(Stored items)
= Beginning of Section =
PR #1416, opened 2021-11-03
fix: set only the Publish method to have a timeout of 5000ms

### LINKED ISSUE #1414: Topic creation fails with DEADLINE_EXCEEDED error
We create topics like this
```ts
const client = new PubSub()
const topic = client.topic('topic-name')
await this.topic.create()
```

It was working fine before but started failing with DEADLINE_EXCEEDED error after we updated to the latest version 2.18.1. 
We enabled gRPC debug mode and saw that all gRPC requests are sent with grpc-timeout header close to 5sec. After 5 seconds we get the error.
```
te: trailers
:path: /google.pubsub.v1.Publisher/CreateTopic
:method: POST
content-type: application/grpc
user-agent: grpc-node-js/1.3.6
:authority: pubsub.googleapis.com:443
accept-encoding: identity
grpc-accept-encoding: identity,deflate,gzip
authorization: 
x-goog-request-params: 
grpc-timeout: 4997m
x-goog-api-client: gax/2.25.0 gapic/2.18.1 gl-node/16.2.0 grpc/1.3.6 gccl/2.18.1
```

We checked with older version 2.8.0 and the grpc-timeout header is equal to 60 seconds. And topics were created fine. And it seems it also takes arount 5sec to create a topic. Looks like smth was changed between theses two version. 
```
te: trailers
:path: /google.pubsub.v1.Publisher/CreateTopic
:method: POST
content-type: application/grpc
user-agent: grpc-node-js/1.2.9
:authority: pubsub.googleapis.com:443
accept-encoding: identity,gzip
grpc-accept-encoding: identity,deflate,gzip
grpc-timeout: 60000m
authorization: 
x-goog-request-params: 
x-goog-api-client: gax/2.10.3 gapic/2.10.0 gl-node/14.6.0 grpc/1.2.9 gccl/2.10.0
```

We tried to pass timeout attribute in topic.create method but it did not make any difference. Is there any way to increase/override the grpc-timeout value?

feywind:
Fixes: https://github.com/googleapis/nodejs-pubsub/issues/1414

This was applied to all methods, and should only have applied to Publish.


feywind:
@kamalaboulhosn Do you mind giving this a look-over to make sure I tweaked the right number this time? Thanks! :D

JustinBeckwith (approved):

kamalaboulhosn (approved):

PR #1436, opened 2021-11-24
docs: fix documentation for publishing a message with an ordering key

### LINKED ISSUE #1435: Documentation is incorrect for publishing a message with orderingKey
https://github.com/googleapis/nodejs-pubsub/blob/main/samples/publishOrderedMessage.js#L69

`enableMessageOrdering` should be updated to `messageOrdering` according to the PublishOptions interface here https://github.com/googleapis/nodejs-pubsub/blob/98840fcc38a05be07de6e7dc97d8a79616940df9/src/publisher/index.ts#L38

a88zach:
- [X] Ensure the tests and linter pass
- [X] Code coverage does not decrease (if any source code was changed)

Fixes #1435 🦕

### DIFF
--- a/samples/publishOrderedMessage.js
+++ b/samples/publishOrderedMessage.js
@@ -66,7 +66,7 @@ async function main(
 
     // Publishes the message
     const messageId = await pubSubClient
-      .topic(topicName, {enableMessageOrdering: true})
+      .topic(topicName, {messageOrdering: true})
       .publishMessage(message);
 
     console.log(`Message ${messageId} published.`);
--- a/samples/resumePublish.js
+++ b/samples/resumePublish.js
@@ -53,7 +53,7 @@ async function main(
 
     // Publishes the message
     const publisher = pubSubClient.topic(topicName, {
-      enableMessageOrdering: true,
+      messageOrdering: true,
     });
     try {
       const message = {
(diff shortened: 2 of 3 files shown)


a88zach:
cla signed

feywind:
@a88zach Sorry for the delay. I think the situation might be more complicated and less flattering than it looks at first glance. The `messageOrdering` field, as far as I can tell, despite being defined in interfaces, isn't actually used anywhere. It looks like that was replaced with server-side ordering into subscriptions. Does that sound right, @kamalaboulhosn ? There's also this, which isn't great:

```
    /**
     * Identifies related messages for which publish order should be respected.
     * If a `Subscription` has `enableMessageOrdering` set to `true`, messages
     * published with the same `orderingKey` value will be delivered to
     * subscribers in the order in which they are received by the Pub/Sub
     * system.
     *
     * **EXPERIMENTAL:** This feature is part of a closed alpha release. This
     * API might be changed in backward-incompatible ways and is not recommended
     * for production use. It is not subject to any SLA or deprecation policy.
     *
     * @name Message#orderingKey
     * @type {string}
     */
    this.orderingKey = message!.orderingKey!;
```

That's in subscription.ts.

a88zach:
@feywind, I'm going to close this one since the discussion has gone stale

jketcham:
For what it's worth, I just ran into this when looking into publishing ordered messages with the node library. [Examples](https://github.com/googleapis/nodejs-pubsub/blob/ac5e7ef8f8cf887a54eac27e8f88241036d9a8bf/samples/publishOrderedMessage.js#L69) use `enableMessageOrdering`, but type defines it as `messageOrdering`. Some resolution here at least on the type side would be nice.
= End of Section =
→ TASK
Pull every line containing "seconds" from the data.

→ SOLUTION TO THIS TASK
We enabled gRPC debug mode and saw that all gRPC requests are sent with grpc-timeout header close to 5sec. After 5 seconds we get the error.
We checked with older version 2.8.0 and the grpc-timeout header is equal to 60 seconds. And topics were created fine. And it seems it also takes arount 5sec to create a topic. Looks like smth was changed between theses two version. 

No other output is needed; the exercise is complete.